Description of the task: Retype the tail of the data exactly, starting at the line containing "### LINKED ISSUE" and stopping at the last line.

Source data:
PR #174, opened 2021-07-22
feat: add numThreads to batch

### LINKED ISSUE #172: Number of threads for batch sender should be configurable
It is currently using runtime.numCPU(), which should be the default, but it should also be configurable.

https://github.com/telenornms/skogul/blob/v0.10.7/sender/batch.go#L92

burntcarrot:
Resolves #172.

Changes:
- Adds numThreads to Batch struct
- Created a fillUninitialized() function to initialize fields which have not been directly filled by the user, but are needed for skogul to work properly.

Signed-off-by: burntcarrot <aadhav.n1@gmail.com>

### DIFF
--- a/sender/batch.go
+++ b/sender/batch.go
@@ -63,6 +63,7 @@ type Batch struct {
 	Next      skogul.SenderRef `doc:"Sender that will receive batched metrics"`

Answer space:
### LINKED ISSUE #172: Number of threads for batch sender should be configurable
It is currently using runtime.numCPU(), which should be the default, but it should also be configurable.

https://github.com/telenornms/skogul/blob/v0.10.7/sender/batch.go#L92

burntcarrot:
Resolves #172.

Changes:
- Adds numThreads to Batch struct
- Created a fillUninitialized() function to initialize fields which have not been directly filled by the user, but are needed for skogul to work properly.

Signed-off-by: burntcarrot <aadhav.n1@gmail.com>

### DIFF
--- a/sender/batch.go
+++ b/sender/batch.go
@@ -63,6 +63,7 @@ type Batch struct {
 	Next      skogul.SenderRef `doc:"Sender that will receive batched metrics"`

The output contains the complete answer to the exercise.